The city — sliced, diced and served with a dash of sauce
Makers need a home
The city got an interesting innovation space some time ago, but like all good things in Mumbai, this one comes to an end.
Maker’s Asylum, a platform for those interested in toying with electronics and building tools, has time only till August 31 to look for new turf to set up base after the Lower Parel school it runs out of decided they want them out.
Led by founder Vaibhav Chabbra (in pic), the DIY enthusiasts are looking to raise funds to rent out a new space that will support a community of 140 members and 6,000 social media supporters.
“We have gathered $9,455 through crowdfunding, but need an additional $25,000 to be self-sustainable,” says the 25-year-old who is looking for a 5,000 sq ft space around Andheri. Since November 2013, Makers have created a range of products from shelves, chairs, laser-cutting devices to smart pens.
“We are also building a home automation mechanism that helps you control your switches using a smart phone,” he adds. A bigger space, Chabbra says, will help create an ecosystem for hardware start-ups and alternate learning. While cash deposits can be made on their page at https://www.indiegogo.com, the Makers will also accept help with moving office.
BMC hit for a six
Our in-house book scavenger discovered a gem on the streets near Azad Maidan. His ‘catch’ was a book titled, Six Appeal written by Kersi Meher-Homji, a Parsi gent living in Sydney and occasional contributor to this newspaper. The paperback published in 1996 holds, in many ways, all you want to know about sixers in the world of cricket.
Sydney-based Indian cricket historian Kersi Meher-Homji with one of several books he has written
On page 25, there is mention of Dossu Bulsara, who, while playing a club match at Azad Maidan in 1917, was hit for a six by Faram Pavri. Meher-Homji writes that the six cleared the vast expanse of the Maidan and hit the wall of the BMC headquarters near VT.
Pavri boasted that he wouldn’t have been able to go the distance had a bowler of his ‘quality’ not offered him room to free his arms. The following day, according to the author, he got peons from the municipal building to measure the distance. Sorry, the distance is unknown and so is the pitch on which the match was played, but it must have been some hit by Pavri.
Back to the Vedas
Indian mythology has been the flavour of the publishing industry for a while. Now, Delhi-based architect Daksh Bharadwaj, who has designed Le Meridian in the capital and the Nau-Sena Bhawan-ii Office Complex for D.R.D.O, is working on a two-volume book on the Vedas.
Delhi-based architect Daksh Bharadwaj
His version will offer a translation of the original and alternate interpretations of Vedic hymns, which he thinks may ruffle feathers among orthodox circles. “Every word in the Vedas has various meanings. Each depends on the subject of the Vedic mantra in question,” explains Bharadwaj, adding that vedic language is vast and not bound by grammar.

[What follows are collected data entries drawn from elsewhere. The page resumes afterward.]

PR #924, opened 2024-05-10
Add logging at main API endpoints (bulk ingest, msearch) when 500 is returned

autata:
###  Summary
Add 2 more places to log errors where astra returns a 500. Without this, nothing is logged in these cases when astra encounters an internal server error. I picked error level because other places where a 500 is returned, those are also logged as errors. These may not be as severe and more implementation choices. I'm curious what level the reviewers would prefer here.

In the case of `request must contain only 1 unique index`, debug may be a more suitable log level as there could be a lot of these and error logs could be spammy.

For multisearch query, an example where this is triggered would be shown in the PR: https://github.com/slackhq/astra/pull/780. (Null pointer exception due to json deserialization logic) Potentially, this could be better suited as a warning log?

### Requirements

### DIFF
--- a/astra/src/main/java/com/slack/astra/bulkIngestApi/BulkIngestApi.java
+++ b/astra/src/main/java/com/slack/astra/bulkIngestApi/BulkIngestApi.java
@@ -81,6 +81,7 @@ public class BulkIngestApi {
         BulkIngestResponse response =
             new BulkIngestResponse(0, 0, "request must contain only 1 unique index");
         future.complete(HttpResponse.ofJson(INTERNAL_SERVER_ERROR, response));
+        LOG.error("request must contain only 1 unique index");
         return HttpResponse.of(future);
       }
 
--- a/astra/src/main/java/com/slack/astra/elasticsearchApi/ElasticsearchApiService.java
+++ b/astra/src/main/java/com/slack/astra/elasticsearchApi/ElasticsearchApiService.java
@@ -100,18 +100,18 @@ public class ElasticsearchApiService {
       CurrentTraceContext currentTraceContext = Tracing.current().currentTraceContext();
       try (var scope = new StructuredTaskScope<EsSearchResponse>()) {
         List<StructuredTaskScope.Subtask<EsSearchResponse>> requestSubtasks =
-          openSearchRequest.parseHttpPostBody(postBody).stream()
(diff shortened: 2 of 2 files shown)


astra/src/main/java/com/slack/astra/bulkIngestApi/BulkIngestApi.java
```diff
@@ -81,6 +81,7 @@ public HttpResponse addDocument(String bulkRequest) {
         BulkIngestResponse response =
             new BulkIngestResponse(0, 0, "request must contain only 1 unique index");
         future.complete(HttpResponse.ofJson(INTERNAL_SERVER_ERROR, response));
+        LOG.error("request must contain only 1 unique index");
```
bryanlb, line 84: Ah, this is a good add.

astra/src/main/java/com/slack/astra/elasticsearchApi/ElasticsearchApiService.java
```diff
@@ -92,24 +92,30 @@ public HttpResponse clusterMetadata() {
...
-              Map.of("traceId", getTraceId()));
-      return HttpResponse.of(
+            0,
+            requestSubtasks.stream().map(StructuredTaskScope.Subtask::get).toList(),
+            Map.of("traceId", getTraceId()));
+        return HttpResponse.of(
           HttpStatus.OK, MediaType.JSON_UTF_8, JsonUtil.writeAsString(responseMetadata));
+      }
+    } catch (Exception e) {
+      LOG.error("Error fulfilling request for multisearch query", e);
```
bryanlb, line 117: I believe we should already be logging these, as we've enabled Armeria request logging here: https://github.com/slackhq/astra/blob/2d7c87f2e7d044474d2c3e051277bd485b5c66b6/astra/src/main/java/com/slack/astra/server/ArmeriaService.java#L72-L84

This should automatically log all successful and failed requests at the log levels indicated. This does make use of `responseContentSanitizer` which has since been deprecated in Armeria.

I'm not sure if this currently logs out the stack trace, but instead of adding try/catches to the individual endpoints I think that looking into the `LoggingService` decorator would be a better approach.

bryanlb (changes requested):

PR #940, opened 2024-05-30
Add sizeInBytes field

kx-chen:
###  Summary
Add sizeInBytes field to `SnapshotMetadata` and `ChunkInfo`. Used to keep track of size of chunks in preparation for dynamic chunk sizes.

### Requirements

### DIFF
--- a/astra/src/main/java/com/slack/astra/chunk/ChunkInfo.java
+++ b/astra/src/main/java/com/slack/astra/chunk/ChunkInfo.java
@@ -42,7 +42,8 @@ public class ChunkInfo {
         chunkInfo.getDataEndTimeEpochMs(),
         chunkInfo.maxOffset,
         chunkInfo.kafkaPartitionId,
-        Metadata.IndexType.LOGS_LUCENE9);
+        Metadata.IndexType.LOGS_LUCENE9,
+        chunkInfo.sizeInBytes);
   }
 
   /* A unique identifier for a the chunk. */
@@ -77,6 +78,9 @@ public class ChunkInfo {
 
   // Path to S3 snapshot.
   private String snapshotPath;
+
+  // Size of chunk in bytes
+  private long sizeInBytes;
 
   public ChunkInfo(
       String chunkId, long chunkCreationTimeEpochMs, String kafkaPartitionId, String snapshotPath) {
@@ -164,6 +168,14 @@ public class ChunkInfo {
     return snapshotPath;
   }
 
+  public long getSizeInBytes() {
+    return sizeInBytes;
+  }
+
+  public void setSizeInBytes(long sizeInBytes) {
+    this.sizeInBytes = sizeInBytes;
+  }
+
   public void updateMaxOffset(long newOffset) {
     maxOffset = Math.max(maxOffset, newOffset);
   }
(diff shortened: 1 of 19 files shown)


astra/src/main/java/com/slack/astra/chunk/ChunkInfo.java
```diff
@@ -78,6 +79,9 @@ public static SnapshotMetadata toSnapshotMetadata(ChunkInfo chunkInfo, String ch
   // Path to S3 snapshot.
   private String snapshotPath;
 
+  // Size of chunk in bytes
+  private long sizeInBytes;
```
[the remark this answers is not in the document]
bryanlb: Since this isn't a required param in the constructor, set a sensible default value (ie, `null`, `0`, `-1`) so that it's apparent if someone doesn't set it and then tries to read it what they should expect.

astra/src/main/java/com/slack/astra/chunk/ReadWriteChunk.java
```diff
@@ -89,6 +89,7 @@ public abstract class ReadWriteChunk<T> implements Chunk<T> {
 
   // TODO: Move this flag into LogStore?.
   private boolean readOnly;
+  protected long size;
```
bryanlb, line 92: Is this unused?

astra/src/main/java/com/slack/astra/chunk/ReadWriteChunk.java
```diff
@@ -243,14 +245,17 @@ public boolean snapshotToS3(String bucket, String prefix, BlobFs blobFs) {
       // Upload files
       logger.info("{} active files in {} in index", filesToUpload.size(), dirPath);
       for (String fileName : filesToUpload) {
-        logger.debug("File name is {}}", fileName);
+        File fileToCopy = new File(dirPath.toString(), fileName);
```
bryanlb, line 248: You may want to use something like `FileUtils.size()` here, or `Files.size()` so that you don't have to create a new file object just to get the bytes.

astra/src/test/java/com/slack/astra/metadata/snapshot/SnapshotMetadataSerializerTest.java
```diff
@@ -20,7 +20,8 @@ public void testSnapshotMetadataSerializer() throws InvalidProtocolBufferExcepti
     final String partitionId = "1";
 
     SnapshotMetadata snapshotMetadata =
-        new SnapshotMetadata(name, path, startTime, endTime, maxOffset, partitionId, LOGS_LUCENE9);
+        new SnapshotMetadata(
```
bryanlb, line 23: Consider adding a test for what happens when you try to deserialize a snapshot that doesn't have size on populated. You can construct a new `Metadata.SnapshotMetadata` (protobuf) object using the builder, and leave the size off then try to deserialize that into a `SnapshotMetadata`.

The existing ZK snapshots won't have size on them, so we want to make sure we can still construct these SnapshotMetdata objects for the time it'll take for that size to populate to all snapshots.

bryanlb (changes requested):

bryanlb (approved):

PR #2503, opened 2023-04-04
Code Refactoring

sourav15102:
### Pull request title: Refactoring enhancements

I have made some refactoring changes in the code fora few design patterns.
It makes the code more readable and more cohesive.

### Pull request description

- Design pattern: Caching
- Refactoring method: Push down method
- Changes:
> 1. CacheStore contained a lot of methods which can be pushed down to child classes.
> 2. To make it more cohesive, I divided the class into two more classes: CacheStoreRead, CacheStoreWrite.
> 3. This way the code can be considered more extensible.

- Design patter: Commander
- Refactoring method: Decompose conditional
- Changes:
> 1. The if conditional added complexity to the already complex method.
> 2. I took out the if condition and put it in another method, reducing the complexity a little bit.

- Design pattern: Domainmodel
- Refactoring method: Extract class
- Changes:
> 1. There were a lot of responsibilities handled by the class 'Customer'.
> 2. I made a separate class called 'Account' which will handle all the customer's account details.
> 3. Class 'Customer' contains its 'Account'.

- Design pattern: intercepting-filter
- Refactoring method:pull-up method
- Changes:
> 1. All the child classes of 'Abstract Filter' implements execute method, and they are following a pattern.
> 2. We can create a template of this function in 'Abstract Filter', and force child classes to implemented helper method used in the template.

- Design pattern: typeobject
- Refactoring method: extract method
- Changes:
> 1. Some blocks of code in method 'round' in class 'CandyGame' can be taken out.
> 2. Three more functions were created to reduce complexity of function.
> 3. Changes will make it more testable.

- Design pattern: balking
- Refactoring method: Introducing explaining variable
- Changes:
> 1. The variable with value '50' was directly used.
> 2. Introduced variable with explaining names.

### Testing
- There was one test which was failing at the time i forked the repository.
> Design pattern: dirty-flag
- All the other tests are passing.

Please let me know if I need to make any further changes.

### DIFF
--- a/caching/src/main/java/com/iluwatar/caching/AppManager.java
+++ b/caching/src/main/java/com/iluwatar/caching/AppManager.java
@@ -50,6 +50,8 @@ public class AppManager {
    * Cache Store.
    */
   private final CacheStore cacheStore;
+  private final CacheStoreRead cacheStoreRead;
+  private final CacheStoreWrite cacheStoreWrite;
 
   /**
    * Constructor.
@@ -59,6 +61,8 @@ public class AppManager {
   public AppManager(final DbManager newDbManager) {
     this.dbManager = newDbManager;
     this.cacheStore = new CacheStore(newDbManager);
+    this.cacheStoreRead = new CacheStoreRead(newDbManager);
+    this.cacheStoreWrite = new CacheStoreWrite(newDbManager);
   }
 
   /**
@@ -93,9 +97,9 @@ public class AppManager {
     LOGGER.info("Trying to find {} in cache", userId);
     if (cachingPolicy == CachingPolicy.THROUGH
             || cachingPolicy == CachingPolicy.AROUND) {
-      return cacheStore.readThrough(userId);
+      return cacheStoreRead.readThrough(userId);
     } else if (cachingPolicy == CachingPolicy.BEHIND) {
-      return cacheStore.readThroughWithWriteBackPolicy(userId);
+      return cacheStoreRead.readThroughWithWriteBackPolicy(userId);
     } else if (cachingPolicy == CachingPolicy.ASIDE) {
       return findAside(userId);
     }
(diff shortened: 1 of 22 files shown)


yoavami (approved):
Changes look good.

caching/src/main/java/com/iluwatar/caching/AppManager.java
```diff
@@ -50,6 +50,8 @@ public class AppManager {
    * Cache Store.
    */
   private final CacheStore cacheStore;
+  private final CacheStoreRead cacheStoreRead;
+  private final CacheStoreWrite cacheStoreWrite;
```
iluwatar, line 54: It's a good inititiative to refactor this, but I find it confusing that we now have three different cache classes and objects.

iluwatar: One option would be to create a cache class for each of the use cases we want to demonstrate (write-through, write-around, write-behind, cache-aside, read-through)

commander/src/main/java/com/iluwatar/commander/Commander.java
```diff
@@ -245,12 +245,7 @@ private void updateQueue(QueueTask qt) {
       // additional check not needed
       LOG.trace(ORDER_ID + ": Queue time for order over, failed..", qt.order.id);
       return;
-    } else if (qt.taskType.equals(TaskType.PAYMENT) && !qt.order.paid.equals(PaymentStatus.TRYING)
-        || qt.taskType.equals(TaskType.MESSAGING) && (qt.messageType == 1
-        && !qt.order.messageSent.equals(MessageSent.NONE_SENT)
-        || qt.order.messageSent.equals(MessageSent.PAYMENT_FAIL)
-        || qt.order.messageSent.equals(MessageSent.PAYMENT_SUCCESSFUL))
-        || qt.taskType.equals(TaskType.EMPLOYEE_DB) && qt.order.addedToEmployeeHandle) {
+    } else if (this.isTaskDone(qt)) {
```
iluwatar, line 248: Maybe `isTaskDone` should be part of `QueueTask` interface?

iluwatar (changes requested):
Overall very nice refactorings. I had a couple of improvement ideas. If you could find time to address them then we can proceed with the merge.

PR #2539, opened 2023-06-19
MongoDB tests enabled using test containers. Resolves #2368

### LINKED ISSUE #2368: Enable the MongoDB tests in hexagonal pattern
Currently, the tests `MongoBankTest`, `MongoTicketRepositoryTest`, and `MongoEventLogTest` are disabled supposedly because they require a real MongoDB present. Let's try to re-enable the tests either by utilizing embedded MongoDB or using mocking techniques.

Acceptance criteria

- Hexagonal MongoDB tests are enabled and working

k1w1dev:
MongoDB tests now use test container which does require docker to be running.   This allows a mongodb container to start up before tests run. The host and port of the mongodb test container is injected into the system properties (existing pattern used by the tests) which is then used by the tests.

### DIFF
--- a/hexagonal/pom.xml
+++ b/hexagonal/pom.xml
@@ -51,6 +51,12 @@
       <groupId>org.mongodb</groupId>
       <artifactId>mongodb-driver-legacy</artifactId>
     </dependency>
+    <dependency>
+      <groupId>org.testcontainers</groupId>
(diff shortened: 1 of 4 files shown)


iluwatar:
This looks like a draft pull request. @k1w1dev please mark it ready when looking for review.

Issue #2507, opened 2023-04-20
Candidate for Known Uses of Proxy


VladimirCreator:
I propose the UIKit's [`UIAppearance`](https://developer.apple.com/documentation/uikit/uiappearance) protocol as the known use of the proxy design pattern.

thestbar:
Hey, I would like to work on this issue.

RobinKumar5986:
Hey I am new to the open source contribution can any one tell me how can I contribute and request and merge the pull requests...

damlaYasarr:
if no one solves it, can you assign it to me?

iluwatar:
@thestbar are you working on this?

RobinKumar5986:
Yes I am looking on this

thestbar:
@iluwatar I thought that I just had to add it in the known uses of this part, which I added here https://github.com/iluwatar/java-design-patterns/pull/2554. Is there anything else I should do? Of course if someone has started working on the extra stuff feel free to assign this to them!

SnehangshuChakraborty:
@iluwatar should this be closed ? looks like this is merged (asking this since this showed up under the good first issue label)

PR #2554, opened 2023-07-14
enhancement: added proxy pattern known use (#2507)

thestbar:
##Added New Known Use on Proxy Design Pattern

- As mentioned on issue #2507 Apple UIKit's UIAppearance use of proxy design pattern was added on README.md file under "Known uses" section. The [link ](https://developer.apple.com/documentation/uikit/uiappearance) that is used is the same that provided by the initiator of the issue.
- No extra changes were applied, since the fix is simple.


iluwatar (approved):

iluwatar:
@all-contributors please add @thestbar for docs

PR #2590, opened 2023-09-29
Enhanced pattern documentation

SkSadaf:
In this commit, I've improved the documentation for the following design patterns:
- Collection Pipeline: Added real-world examples, plain language explanation, and Wikipedia reference. Also included a programmatic example.
- Commander: Provided real-world scenarios, plain language description, and a Wikipedia link. Added a programmatic example where applicable.
- CQRS: Enhanced documentation with real-world illustrations, a simplified explanation in plain words, and a Wikipedia reference. Programmatic examples will be added as needed.
These updates align with the acceptance criteria, ensuring that each pattern's README.md file contains a comprehensive explanation.


iluwatar (changes requested):
The documentation looks otherwise good, but we can't accept Python code. The idea is to use the pattern example code in the explanation. See the other patterns for examples.

PR #2599, opened 2023-10-02
added printstream instead of foreach

JayDhurat:
Pull request title

- Clearly and concisely describes what it does
- Refer to the issue that it solves, if available

Pull request description


iluwatar (changes requested):
Parallel stream is not desired here. Often the overhead slows the code down and due to the parallel execution the prints may come out of order.

See https://www.baeldung.com/java-when-to-use-parallel-stream

PR #2709, opened 2023-10-18
Finished Explanation for Intercepting Filter #2236

JackH408:
Added intent, explanation, real world example, Wikipedia definition, programmatic example for single filter and multiple filters, applicability and consequences


iluwatar (approved):

iluwatar:

@all-contributors please add @JackH408 for docs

It was his father Dr Satyakant Bharadwaj, who had begun the project but passed away in 2000. “He invested 60 years of his life to the book,” says the 75- year-old, who hopes to launch the volumes in India, America and Russia by the end of the year.
Dehydrating the bhindi
We've got to admit that we can’t do without ghar ka khana, even if it means we eat like astronauts. Pankti Chheda and her mother Rita (in pic) cater to this craving with their service, Moving Meals: Heat to Eat.
The pair dehydrate home-cooked dishes, minus preservatives, they say, that can be popped into a microwave and eaten. Since no water is used, Pankti says the food remains as is for up to six months.
And like most entrepreneurship ideas, this one arose from personal experience when she craved mommy’s cooking at Manchester Business School. Choose from bhindi, dhansak, pav bhaji, pasta and Mexican rice —
The coast cries out
“Everybody thinks of the coastal road as this green belt where you will go cycling,” says photographer-filmmaker Sooni Taraporevala. “It’s anything but that.”
A couple of weeks ago, Taraporevala attended a session to discuss the plan to link Mumbai’s southern most tip with the north-western suburbs, by veteran journalist Daryl D’Monte for media students at Sophia Polytechnic.
“I got home and was talking about it to my kids. My daughter, Iyanah, was so riled up, she decided to start an online petition against the proposal.” Iyanah Bativala, a Std XII student at Bombay International School, has spread the word among friends and those of her parents.
The petition, which urges Mumbaikars to step forward and save the city, its coastline and already sparse mangrove cover (instead of walking by the sea, we will walk on reclaimed land, looking out onto the highway, she says), has attracted support from Teesta Setalvad, Sumaira Abdulali, Reena Kallat and Zarina Screwvala.
But, mother and daughter say a mere 600 signatures aren’t enough. “We need lakhs to make a difference, and the deadline of August 27 is fast approaching,” adds Iyanah, 18. So, after (hopefully) having saved Internet freedom, dear Mumbaikars, maybe it’s time to save Mumbai?